В углу стоял огромный сундук, куда юноша и поместил свою добычу. Там уже лежали другие ценные предметы из константинопольских храмов. У меня не хватало сил чему-нибудь удивляться и о чем-то говорить. Юноша, видимо, понял это и не стал докучать расспросами, а только сказал:

— Меня зовут Микеле. По-гречески это будет Михаил. Наверное, ты голодна, поешь.

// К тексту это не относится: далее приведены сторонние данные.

PR #5692, opened 2025-04-04
fix: snowflake fetch schema privileges

achettyiitr:
# Description

- Use Show Grants to validate the fetch schema step in warehouse destination validation for **SNOWFLAKE**. 
- It's `Warehouse.snowflake.privileges.fetchSchema.enabled` config flag driven. By default it's false. If disabled, use the previous implementation to query **INFORMATION_SCHEMA.COLUMNS**.
- If the configured role in the destination configuration page is empty, use **SHOW GRANTS TO USER** to get the list of roles granted to the user.
- Using **SHOW GRANTS ON SCHEMA** and then filtering for the above roles to check if it has **USAGE** privilege.

## Linear Ticket

- Resolves WAR-485

## Security


warehouse/integrations/snowflake/snowflake.go
```diff
@@ -1446,8 +1458,180 @@ func (sf *Snowflake) LoadTestTable(
...
+	}
+	defer func() { _ = rows.Close() }()
+
+	columns, err := rows.Columns()
+	if err != nil {
+		return nil, fmt.Errorf("getting columns: %w", err)
+	}
+
+	columnIndices := map[string]int{}
+	requiredColumns := [4]string{"name", "privilege", "granted_on", "grantee_name"}
```
RanjeetMishra, line 1575: `granted_on` ... would it be useful for any debugging? Asking if we need to read this, or can ignore.

warehouse/integrations/snowflake/snowflake.go
```diff
@@ -1446,8 +1458,180 @@ func (sf *Snowflake) LoadTestTable(
...
+		}
+	}
+	for _, required := range requiredColumns {
+		if _, found := columnIndices[required]; !found {
+			return nil, fmt.Errorf(`required columns %v not found in result: %v`, requiredColumns, columns)
+		}
+	}
+
+	var privileges []privilegeGrant
+	for rows.Next() {
```
RanjeetMishra, line 1592: Row reading code, is there scope of reusing common code for `getUserRoles` and `getShowGrantsPrivileges`?

warehouse/integrations/snowflake/snowflake.go
```diff
@@ -1446,8 +1458,180 @@ func (sf *Snowflake) LoadTestTable(
...
+	if !sf.config.privileges.fetchSchema.enabled {
+		_, err := sf.FetchSchema(ctx)
+		return err
+	}
+
+	var roles []string
+	var err error
+
+	role := sf.Warehouse.GetStringDestinationConfig(sf.conf, model.RoleSetting)
+	if len(role) == 0 {
```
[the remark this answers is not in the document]
achettyiitr: Since the role is not configured, it might be possible that the user is assigned to multiple roles. The default role might not have privileges. We would need to get a list of all the roles assigned to that user.

warehouse/integrations/snowflake/snowflake.go
```diff
@@ -1446,8 +1458,180 @@ func (sf *Snowflake) LoadTestTable(
...
+	})
+	if len(missingPrivileges) > 0 {
+		return fmt.Errorf("missing privileges: %v", missingPrivileges)
+	}
+	return nil
+}
+
+func (sf *Snowflake) getUserRoles(ctx context.Context) ([]string, error) {
+	user := sf.Warehouse.GetStringDestinationConfig(sf.conf, model.UserSetting)
+	sqlStatement := fmt.Sprintf("SHOW GRANTS TO USER %q;", user)
```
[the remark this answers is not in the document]
achettyiitr: Roles are case-sensitive. We need double quotes otherwise it will be treated as caps.
https://docs.snowflake.com/en/sql-reference/sql/create-user#required-parameters

warehouse/integrations/snowflake/snowflake.go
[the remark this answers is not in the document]
RanjeetMishra: When we connect with snowflake, we do not pass role explicitly is it? As far as I remember, if no role passed, Snowflake will connect or work with default role. If no default role, then I am not sure what happens, but I am sure Snowflake would have default role set as long as there is at least 1 role associated to user.
Will ping, we can discuss a bit on this.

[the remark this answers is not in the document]
achettyiitr:
```
CREATE USER TEST_DEFAULT_ROLE_1 MUST_CHANGE_PASSWORD = FALSE PASSWORD = "<your_password>";
GRANT ROLE "TEST_ROLE_1" TO USER TEST_DEFAULT_ROLE_1;
DESCRIBE USER TEST_DEFAULT_ROLE_1;
```
If no default role is set and we assign it to that user, it still comes as null.

Screenshot 2025-04-04 at 2 54 07 PM

warehouse/integrations/snowflake/snowflake.go
achettyiitr: Currently, It's being used in tests for some verification.

warehouse/integrations/snowflake/snowflake.go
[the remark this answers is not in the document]
RanjeetMishra: Got it... explicit user and role from our config could have helped us with less lines of code. Lets go with this.

Do you think it makes sense to keep a tech debt task to revisit and make role mandatory in config?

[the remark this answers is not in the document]
achettyiitr: > Do you think it makes sense to keep a tech debt task to revisit and make role mandatory in config?

Yeah, let's add a taste to revisit this. Although things have worked out till now without roles. Don't think this just for this we need to make it mandatory?

warehouse/integrations/snowflake/snowflake.go
```diff
@@ -1446,8 +1460,179 @@ func (sf *Snowflake) LoadTestTable(
...
+	if err != nil {
+		return fmt.Errorf("getting show grants privileges: %w", err)
+	}
+	filteredPrivilegesMap := lo.FilterSliceToMap(privileges, func(item privilegeGrant) (string, bool, bool) {
+		if _, ok := rolesSet[item.granteeName]; !ok {
+			return "", false, false
+		}
+		return item.privilege, true, true
+	})
+	if hasOwnershipPrivileges := filteredPrivilegesMap["OWNERSHIP"]; hasOwnershipPrivileges {
```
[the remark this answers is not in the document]
achettyiitr: Not required. Privileges will always come in CAPS.

warehouse/integrations/snowflake/snowflake.go
```diff
@@ -181,6 +193,8 @@ func New(conf *config.Config, log logger.Logger, stat stats.Stats) *Snowflake {
 	sf.config.debugDuplicateTables = lo.Map(conf.GetStringSlice("Warehouse.snowflake.debugDuplicateTables", nil), func(item string, index int) string {
 		return strings.ToUpper(item)
 	})
+	sf.config.privileges.fetchSchema.required = conf.GetStringSlice("Warehouse.snowflake.privileges.fetchSchema.required", []string{"USAGE"})
```
vyeshwanth, line 196: are we looking to override this config? Just want to understand why this is a slice. I am assuming for the current snowflake implementation, `USAGE` is what we need

achettyiitr: Yeah for now USAGE is sufficient. Made it configurable, just in case if it is needed.

warehouse/integrations/snowflake/privileges_test.go
```diff
@@ -0,0 +1,261 @@
...
+			}, privileges)
+			schemaPrivileges, err := sf.getShowGrantsPrivileges(ctx, fmt.Sprintf(`SHOW GRANTS ON SCHEMA %q;`, namespace))
+			require.NoError(t, err)
+			require.ElementsMatch(t, []privilegeGrant{
+				{"WAREHOUSE_INTEGRATION_TESTS.FETCH_SCHEMA_TEST", "USAGE", "SCHEMA", "FETCH_SCHEMA_TEST_ROLE_2"},
+				{"WAREHOUSE_INTEGRATION_TESTS.FETCH_SCHEMA_TEST", "MONITOR", "SCHEMA", "FETCH_SCHEMA_TEST_ROLE_4"},
+				{"WAREHOUSE_INTEGRATION_TESTS.FETCH_SCHEMA_TEST", "MONITOR", "SCHEMA", "FETCH_SCHEMA_TEST_ROLE_5"},
+				{"WAREHOUSE_INTEGRATION_TESTS.FETCH_SCHEMA_TEST", "OWNERSHIP", "SCHEMA", "FETCH_SCHEMA_TEST_ROLE_6"},
+			}, schemaPrivileges)
+			t.Log(sf.TestFetchSchema(ctx))
```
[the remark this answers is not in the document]
achettyiitr: Pushed by mistake. Removing it.

warehouse/integrations/snowflake/snowflake.go
vyeshwanth: nit: we will be forced to change the default value and check for extra grants if our implementation changes. I think we might never use this config. Is this done with any other warehouse previously?

achettyiitr: No. This is the first time we are introducing grants-based privileges for verifying the validations. There is no harm in making this configurable.

warehouse/integrations/snowflake/snowflake.go
```diff
@@ -1446,8 +1460,179 @@ func (sf *Snowflake) LoadTestTable(
...
+	role := sf.Warehouse.GetStringDestinationConfig(sf.conf, model.RoleSetting)
+	if len(role) != 0 {
+		return []string{role}, nil
+	}
+	return sf.getGrantedRoles(ctx)
+}
+
+func (sf *Snowflake) getGrantedRoles(ctx context.Context) ([]string, error) {
+	user := sf.Warehouse.GetStringDestinationConfig(sf.conf, model.UserSetting)
+	sqlStatement := fmt.Sprintf("SHOW GRANTS TO USER %q;", user)
```
vyeshwanth, line 1515: If role is left out on destination config page and snowflake user has a default role set, snowflake uses the default role for that session. Switching to `SHOW GRANTS TO USER` shows all the roles. current logic is checking privileges granted for all the roles. Is this something to check?

achettyiitr: https://github.com/rudderlabs/rudder-server/pull/5692#discussion_r2028297507

achettyiitr: > If role is left out on destination config page and snowflake user has a default role set, snowflake uses the default role for that session.

It's possible that no default role is set as well.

Он дал мне хлеба, сыра и разбавленного вина. Лишь увидев еду, я почувствовала, как сильно проголодалась, ведь почти трое суток в осажденном городе мне было не до еды и не до сна. Когда я утолила голод, меня тут же сморил сон, и я, не раздеваясь, упала на какой-то тюфяк, прикрытый шкурами. Заснув на рассвете, я проснулась поздним вечером, почти ночью. И обнаружила, что лежу на кровати, разутая, раздетая до рубашки и укрытая меховым плащом. Мне было очень тепло и уютно, но не от меха, а от живого тепла, которое исходило от Микеле, лежавшего рядом со мной. Возле нашего скромного ложа горела свеча, и при ее неярком свете я рассмотрела могучие обнаженные плечи молодого генуэзца. Почувствовав, как я пошевелилась, он тут же открыл глаза и, улыбнувшись, обнял меня. И я не оттолкнула его, потому что мне нравились его сильные и одновременно нежные объятия.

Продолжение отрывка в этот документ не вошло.